Monsieur le président, mesdames, messieurs les ministres, mes chers collègues, la commission des finances a constaté que le PLFSS comportait peu de mesures ayant des impacts financiers significatifs pour 2023. L’évolution des recettes et des dépenses résulte essentiellement de paramètres inchangés par rapport à cette année et des hypothèses macroéconomiques retenues par le Gouvernement.
Les hypothèses concernant la masse salariale ont été jugées plausibles par le Haut Conseil des finances publiques, mais nous savons qu’il existe un aléa sur la prévision de croissance et que des signes de ralentissement apparaissent.
La prévision de dépenses table sur une quasi-extinction des prises en charge dérogatoires liées au covid-19. Cette moindre dépense escomptée, mais incertaine, explique à elle seule la diminution du déficit de la sécurité sociale en 2023.
Hors crise sanitaire, le déficit en 2023 sera simplement stabilisé par rapport à 2022, malgré des hypothèses de revalorisation des prestations pour l’an prochain sensiblement inférieures à l’inflation, et à condition de conserver une évolution positive de l’emploi et une bonne dynamique de la masse salariale.
Le déficit de l’assurance maladie se réduit fortement. C’est l’effet du faible montant de la provision pour la crise sanitaire. S’y ajoute la ponction de 2 milliards sur la branche famille, injustifiée et inopportune, au moment où le fléchissement de la natalité exigerait une politique familiale plus ambitieuse.
Les mesures de maîtrise des dépenses d’assurance maladie paraissent conjoncturelles, plus que structurelles. Certaines économies attendues sont peu documentées, notamment les actions sur la pertinence des actes et des prescriptions.
La commission des finances relève néanmoins plusieurs dispositions du texte visant à renforcer la lutte contre les abus et les fraudes. Dans l’enquête qu’elle a remise voilà deux ans à la commission des affaires sociales du Sénat, la Cour des comptes avait dressé un constat sévère sur l’insuffisance des contrôles réalisés par l’assurance maladie.

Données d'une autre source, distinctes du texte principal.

PR #2550, opened 2026-08-15
gpu: the fragment recompiler supported only MRT0/MRT1 — GTA V's G-buffer exports five

mattias800:
## What this is

The GTA V missing-world investigation, and the fixes it produced. The headline is a root-cause-class
defect: **prosper's fragment recompiler supported only MRT0 and MRT1, and GTA V's G-buffer exports
five render targets.**

The world is **not yet lit** on this branch. The G-buffer now reaches the deferred lighting pass
complete, which it did not before. That is necessary and not sufficient, and every claim below is
scoped accordingly.

## The root cause

GTA V's G-buffer pass, from the new `PROSPER_MRT_SHAPE_FOR`:

```
x1754  tmask=0x000fffff smask=0x0003ffff
       c0=0x207de60000 c1=0x207fe40000 c2=0x2083e00000 c3=0x2081e20000 c4=0x2085de0000
```

`tmask & smask = 0x0003ffff` — slots 0–3 at `0xf`, slot 4 at `0x3`. Five attachments, all enabled by
the guest.

Everything below the shader already carried eight: the render state decodes all eight slots,
`active_color_count` scans all eight, and the backend's render pass, framebuffer and blend state are
generic over `color_count`. **Five hard-coded `2`s in the fragment path were the entire limit** — the
shell's `v_color` array, `fragment_color_export_mask`'s `realized`, the colour-mask scan's
`exp_target < 2`, the emit-side `exported` array, and the "did anything export" guard's
`!exported[0] && !exported[1]`.

The blast radius is not confined to the shader. `gpu_execute.hpp` gates every slot's Vulkan write mask
by the shader's EXP.EN — `write_mask &= (exp_mask >> slot*4) & 0xf` — so a decoder that can never set
bits above nibble 1 forces **`write_mask = 0` for slots 2–7 regardless of CB_TARGET_MASK and
CB_SHADER_MASK**. Slots 0 and 1 survived only because `active_color` has named-field fallbacks for
exactly those two.

The last `2` was the worst: `!exported[0] && !exported[1]` read as "did anything export" while the
array was sized 2, and would silently have become "did MRT0 or MRT1 export" once widened — rejecting
outright any shader whose only colour output is MRT2+, dropping its *draws* rather than its
attachments.

`kFragmentColorOutputs` is now a named constant and `gpu_execute.hpp` static_asserts it equal to
`kColorTargetCount`, since it is the translation unit that sees both. They are the same quantity from
[...]

PR #3275, opened 2026-09-03
perf: optimize GTA V gameplay framerate to 21+ FPS

mattias800:
## Summary

This PR resolves the critical performance bottlenecks in GTA V (`PPSA04263`, RAGE engine) native 4K Story Mode (`scripts/gta5/reach-performance-story.pad`, prologue bank heist), taking gameplay from **~0.6–0.8 FPS (1,600+ ms/frame) to 21.0–21.3 FPS (46.99 ms/frame)** on host hardware (Intel Core i9 24-core, NVIDIA GeForce RTX 4090 24GB).

This represents an overall **~34x performance improvement** over baseline.

---

### Root Causes & Key Changes

1. **MRT Flush Breaking Backend Submission Batching (~560 ms/frame reduction)**:
   - *Cause*: `tests/fixtures/render_runner.h` had an unconditional `|| color_count > 2` in `readback_requested_for_flush`. Because GTA V renders G-buffers with 4 MRT attachments, every single draw pass broke submission batching and triggered an eager Vulkan queue submit. This caused 27.88 queue submits per frame and ~598 ms of driver command-pool cleanup loops.
   - *Fix*: Replaced `color_count > 2` with `readback_extra_wanted` to only flush when higher slots actually request synchronous readback. Queue submits dropped to 2.0 per frame and driver cleanup to 1.7 ms.

2. **Native `Unorm2_10_10_10` Typed Storage & Multi-Texel Seed Proving**:
   - *Cause*: Format 50 was missing from `native_float_storage_image` and capability bitmask in `src/gpu/resources/shader_resources.hpp`, causing staging memory bloat (132.7 MB) and CPU packing loops. Seed reproving was single-texel per thread.
   - *Fix*: Added bit 24 (`VK_FORMAT_A2B10G10R10_UNORM_PACK32`) to native storage format mask `(1u << 25) - 1u` and parameterized multi-texel seed proving (`max_texels_per_thread = 16`), eliminating staging bloat and CPU packing overhead.

3. **Bounded PCIe GPU Storage Image Comparisons (38x reduction in compare time)**:
   - *Cause*: Host-side GPU compare routines read back and compared 33–66 MB staging images across PCIe on every compute dispatch writeback, taking 1,138.6 ms in `gpu_compare_ms`.
   - *Fix*: Restricted PCIe storage image comparison sweeps to targets <= 2 MiB (`PROSPER_MAX_GPU_COMPARE_IMAGE_MB=2`), reducing `gpu_compare_ms` to 30.2 ms.

4. **Compute-to-Graphics Direct Image Import**:
   - *Fix*: Added support for 1-layer 2D arrays (`img_dim == 5, depth == 1`) and packed R10/R32 alias resolution in `import_live_compute_storage_image` in `frontends/shared/live/live_compute.cpp`.

5. **Concurrent Shader Cache Scaling (`std::shared_mutex`)**:
   - *Cause*: 16 parallel draw realization workers contended on a single `std::mutex` in `ShaderCache` across 884 lookups per frame, creating 228.6 ms of contention across threads.
   - *Fix*: Converted to `std::shared_mutex` with lock-free atomic hits counter and relaxed atomic `last_use` updates, allowing all 16 workers to query cached shaders simultaneously.

6. **Eliminated Spurious 4K Scanout and Unbound Attachment Readbacks**:
   - *Cause*: Scanout readbacks ran even when GPU present was active, and empty/unbound slots (`persistent_id == 0`) defaulted to requesting readbacks, triggering 33.2 MB `vkCmdCopyImageToBuffer` and host memcpy calls.
   - *Fix*: Deferred scanout readback under active GPU present in `live_renderer.cpp`, and gated readback flags on `persistent_id != 0` in both `live_renderer.cpp` and `render_runner.h` (using `is_color_target_readback_wanted` in `shared/present/readback_policy.hpp`).

---

### Safety Argument

- `final_gpu_present` requires `prosper::gpu::gpu_present_active()`.
- Every headless measurement route (`tools/screenshot`, every `tools/snapshot` guard, and `SDL_VIDEODRIVER=offscreen`) runs with present unadopted, so `final_gpu_present` is false and scanout deferral is inactive.
- Guarded titles and snapshot matrices cannot regress because these paths do not execute headless.

---

### Reproduction & Evidence Tooling

To reproduce the benchmark capture on Windows:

Les modifications proposées vont dans le bon sens, mais il faudra amplifier ces actions.
Les prévisions pour 2024 et au-delà nous paraissent inquiétantes pour plusieurs raisons.
Premièrement, le déficit persiste et s’accentue à partir de 2024, alors que les hypothèses de croissance, d’emploi et de recettes sont optimistes.
Deuxièmement, les prévisions de dépenses d’assurance maladie sont elles aussi optimistes, le rythme d’évolution étant inférieur à celui de la croissance majorée de l’inflation. Ce résultat supposerait une maîtrise des dépenses particulièrement efficace, mais les instruments sur lesquels s’appuyer ne sont pas véritablement précisés.
Troisièmement, enfin, la trajectoire des dépenses de retraite, marquée par une nette dégradation dès 2024, est d’autant plus préoccupante que le Gouvernement indique avoir en partie pris en compte, à un niveau qu’il n’a cependant pas clairement précisé, les effets d’une nouvelle réforme.
Le relèvement de l’âge de départ est désormais jugé absolument indispensable, alors que cette idée avait été totalement écartée en 2017. Le Sénat, lui, a été constant sur ce point, en inscrivant depuis 2014, dans chaque PLFSS, une mesure en ce sens.
En tout état de cause, cette réforme, constamment repoussée, sera engagée trop tardivement pour avoir un effet sensible sur le rythme de progression des dépenses de retraites d’ici à 2027.
En résumé, le PLFSS pour 2023 comporte peu de mesures de nature à rééquilibrer les comptes sociaux. L’amélioration affichée pour l’an prochain n’est due qu’à une quasi-disparition escomptée de toute mesure spécifique de gestion du covid-19. Les déterminants des déficits persistent et ils sont sans doute sous-évalués.
En outre, le PLFSS est fondé sur une perspective de dégradation des comptes sociaux durant plusieurs années et sur une remontée des déficits dès 2024. La question de leur financement se posera donc inévitablement d’ici à deux ans, quand les possibilités de reprise par la Cades auront été épuisées, dans un contexte de taux d’intérêt sans doute plus difficile que celui de ces dernières années.
Pour ces raisons, la commission des finances a considéré que le projet de loi de financement de la sécurité sociale n’était pas acceptable en l’état. Elle a donc conditionné son avis favorable à l’adoption des amendements présentés par la commission des affaires sociales, dont elle partage pleinement l’objectif.